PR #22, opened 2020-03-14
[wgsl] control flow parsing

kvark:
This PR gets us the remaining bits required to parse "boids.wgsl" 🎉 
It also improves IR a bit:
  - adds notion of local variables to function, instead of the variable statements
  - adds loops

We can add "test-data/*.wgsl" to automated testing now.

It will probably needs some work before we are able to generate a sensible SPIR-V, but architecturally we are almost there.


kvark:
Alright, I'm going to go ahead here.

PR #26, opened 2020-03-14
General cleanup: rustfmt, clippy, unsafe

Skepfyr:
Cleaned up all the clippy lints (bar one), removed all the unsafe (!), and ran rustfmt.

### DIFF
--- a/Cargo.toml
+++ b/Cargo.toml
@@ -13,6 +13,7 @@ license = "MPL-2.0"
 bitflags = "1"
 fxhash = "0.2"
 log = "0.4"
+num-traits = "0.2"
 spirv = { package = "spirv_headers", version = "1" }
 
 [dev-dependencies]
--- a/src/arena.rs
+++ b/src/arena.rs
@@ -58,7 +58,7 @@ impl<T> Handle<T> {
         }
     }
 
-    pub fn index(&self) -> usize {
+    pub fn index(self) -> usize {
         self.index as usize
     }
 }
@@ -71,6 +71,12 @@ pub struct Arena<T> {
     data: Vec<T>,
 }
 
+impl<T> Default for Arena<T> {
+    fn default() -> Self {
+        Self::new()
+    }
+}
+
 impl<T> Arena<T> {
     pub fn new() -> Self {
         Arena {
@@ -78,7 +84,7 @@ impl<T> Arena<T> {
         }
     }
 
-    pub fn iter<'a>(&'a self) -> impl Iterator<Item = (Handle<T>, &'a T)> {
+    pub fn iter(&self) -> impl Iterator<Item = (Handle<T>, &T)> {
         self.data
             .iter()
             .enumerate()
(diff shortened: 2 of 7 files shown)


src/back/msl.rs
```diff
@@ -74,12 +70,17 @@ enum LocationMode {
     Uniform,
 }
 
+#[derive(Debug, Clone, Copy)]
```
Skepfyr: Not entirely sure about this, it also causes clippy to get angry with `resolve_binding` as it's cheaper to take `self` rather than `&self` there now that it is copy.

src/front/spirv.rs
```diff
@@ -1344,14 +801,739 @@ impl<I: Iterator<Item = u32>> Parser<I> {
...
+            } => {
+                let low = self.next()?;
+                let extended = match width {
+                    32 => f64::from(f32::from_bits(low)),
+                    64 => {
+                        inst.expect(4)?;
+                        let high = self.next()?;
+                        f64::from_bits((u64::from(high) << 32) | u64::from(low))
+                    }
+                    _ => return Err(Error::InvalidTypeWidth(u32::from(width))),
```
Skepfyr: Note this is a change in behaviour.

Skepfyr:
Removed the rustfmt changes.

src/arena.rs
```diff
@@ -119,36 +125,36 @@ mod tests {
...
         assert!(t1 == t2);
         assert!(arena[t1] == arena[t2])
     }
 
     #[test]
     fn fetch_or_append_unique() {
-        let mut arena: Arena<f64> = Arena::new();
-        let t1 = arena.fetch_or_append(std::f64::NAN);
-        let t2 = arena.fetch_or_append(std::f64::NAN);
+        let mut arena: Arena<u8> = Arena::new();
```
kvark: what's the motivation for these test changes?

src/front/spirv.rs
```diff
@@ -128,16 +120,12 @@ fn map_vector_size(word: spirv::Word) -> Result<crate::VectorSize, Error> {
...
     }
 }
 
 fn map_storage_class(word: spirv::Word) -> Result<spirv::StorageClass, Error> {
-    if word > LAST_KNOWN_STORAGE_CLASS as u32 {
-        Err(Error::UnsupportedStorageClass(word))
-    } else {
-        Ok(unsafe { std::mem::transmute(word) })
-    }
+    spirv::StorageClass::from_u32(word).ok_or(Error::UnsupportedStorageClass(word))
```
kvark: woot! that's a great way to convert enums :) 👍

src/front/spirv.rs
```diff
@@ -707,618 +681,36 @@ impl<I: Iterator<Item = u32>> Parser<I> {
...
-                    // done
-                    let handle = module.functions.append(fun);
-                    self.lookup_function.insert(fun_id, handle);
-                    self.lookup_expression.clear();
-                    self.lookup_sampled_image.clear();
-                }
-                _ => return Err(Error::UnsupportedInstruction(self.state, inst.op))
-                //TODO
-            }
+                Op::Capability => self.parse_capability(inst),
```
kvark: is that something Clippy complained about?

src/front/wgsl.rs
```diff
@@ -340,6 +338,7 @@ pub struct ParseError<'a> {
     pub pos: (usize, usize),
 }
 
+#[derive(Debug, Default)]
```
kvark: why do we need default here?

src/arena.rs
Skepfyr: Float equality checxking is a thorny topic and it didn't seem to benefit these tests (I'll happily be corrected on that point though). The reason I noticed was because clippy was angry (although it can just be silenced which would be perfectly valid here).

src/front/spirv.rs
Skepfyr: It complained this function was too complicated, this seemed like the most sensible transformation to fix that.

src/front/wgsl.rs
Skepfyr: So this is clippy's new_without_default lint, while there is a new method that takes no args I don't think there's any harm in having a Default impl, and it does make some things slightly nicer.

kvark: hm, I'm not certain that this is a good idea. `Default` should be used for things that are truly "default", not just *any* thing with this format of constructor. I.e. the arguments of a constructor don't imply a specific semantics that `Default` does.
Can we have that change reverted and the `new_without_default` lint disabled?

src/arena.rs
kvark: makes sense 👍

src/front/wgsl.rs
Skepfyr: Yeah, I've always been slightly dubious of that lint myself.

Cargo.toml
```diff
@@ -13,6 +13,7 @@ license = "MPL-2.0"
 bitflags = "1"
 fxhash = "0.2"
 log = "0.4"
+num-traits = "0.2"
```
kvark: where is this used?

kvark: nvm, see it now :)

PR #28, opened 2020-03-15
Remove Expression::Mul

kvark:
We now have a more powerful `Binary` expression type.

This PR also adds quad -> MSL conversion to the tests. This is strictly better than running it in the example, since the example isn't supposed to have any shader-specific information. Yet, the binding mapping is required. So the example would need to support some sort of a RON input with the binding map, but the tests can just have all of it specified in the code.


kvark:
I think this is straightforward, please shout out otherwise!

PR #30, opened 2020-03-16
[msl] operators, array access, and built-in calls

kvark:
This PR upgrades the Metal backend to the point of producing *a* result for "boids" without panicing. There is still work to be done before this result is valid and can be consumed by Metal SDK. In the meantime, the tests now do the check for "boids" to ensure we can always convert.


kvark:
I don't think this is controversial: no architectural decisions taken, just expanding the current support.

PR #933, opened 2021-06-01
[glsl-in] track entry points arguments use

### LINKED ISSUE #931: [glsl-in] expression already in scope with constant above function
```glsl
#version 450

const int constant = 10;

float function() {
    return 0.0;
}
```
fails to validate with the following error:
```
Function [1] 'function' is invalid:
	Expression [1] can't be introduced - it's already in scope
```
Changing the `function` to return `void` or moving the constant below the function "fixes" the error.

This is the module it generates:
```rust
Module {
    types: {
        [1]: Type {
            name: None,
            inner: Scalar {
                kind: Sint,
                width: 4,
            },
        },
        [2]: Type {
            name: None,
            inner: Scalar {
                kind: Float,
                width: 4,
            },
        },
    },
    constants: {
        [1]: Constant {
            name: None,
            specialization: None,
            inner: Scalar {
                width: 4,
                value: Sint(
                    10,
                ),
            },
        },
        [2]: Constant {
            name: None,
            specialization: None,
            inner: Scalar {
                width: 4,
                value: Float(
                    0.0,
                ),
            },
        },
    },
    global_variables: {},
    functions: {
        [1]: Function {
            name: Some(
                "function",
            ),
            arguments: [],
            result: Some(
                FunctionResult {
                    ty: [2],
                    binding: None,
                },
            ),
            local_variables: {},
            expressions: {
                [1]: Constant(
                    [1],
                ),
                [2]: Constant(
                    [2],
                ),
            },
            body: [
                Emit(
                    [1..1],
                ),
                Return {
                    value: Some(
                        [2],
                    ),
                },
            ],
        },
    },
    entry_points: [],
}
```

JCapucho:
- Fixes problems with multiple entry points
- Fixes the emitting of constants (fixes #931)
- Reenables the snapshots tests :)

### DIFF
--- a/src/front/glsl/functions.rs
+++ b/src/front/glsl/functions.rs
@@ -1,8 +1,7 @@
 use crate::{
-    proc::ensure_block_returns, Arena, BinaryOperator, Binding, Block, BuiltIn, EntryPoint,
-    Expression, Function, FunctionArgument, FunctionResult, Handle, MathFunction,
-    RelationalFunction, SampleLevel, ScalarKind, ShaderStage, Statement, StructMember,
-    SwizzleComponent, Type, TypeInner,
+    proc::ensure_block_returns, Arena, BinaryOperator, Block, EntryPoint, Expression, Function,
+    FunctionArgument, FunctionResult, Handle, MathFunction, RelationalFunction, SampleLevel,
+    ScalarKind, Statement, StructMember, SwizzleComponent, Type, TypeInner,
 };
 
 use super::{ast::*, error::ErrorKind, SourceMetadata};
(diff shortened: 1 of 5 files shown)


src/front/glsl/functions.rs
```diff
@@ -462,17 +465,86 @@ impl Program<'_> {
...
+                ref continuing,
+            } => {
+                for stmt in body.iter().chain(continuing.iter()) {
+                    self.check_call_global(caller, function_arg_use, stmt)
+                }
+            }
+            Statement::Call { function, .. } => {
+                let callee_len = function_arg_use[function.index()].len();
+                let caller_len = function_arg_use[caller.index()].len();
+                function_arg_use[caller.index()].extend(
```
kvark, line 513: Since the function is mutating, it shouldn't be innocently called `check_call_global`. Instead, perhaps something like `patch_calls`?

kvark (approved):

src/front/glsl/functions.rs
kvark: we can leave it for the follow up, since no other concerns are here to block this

★ ★ ★ ★ ★

● **WHAT YOU SHOULD DO**
Find how many lines of the listing include the word "something" and answer with that count by itself.

● **SOLUTION FOR THIS PROBLEM**
2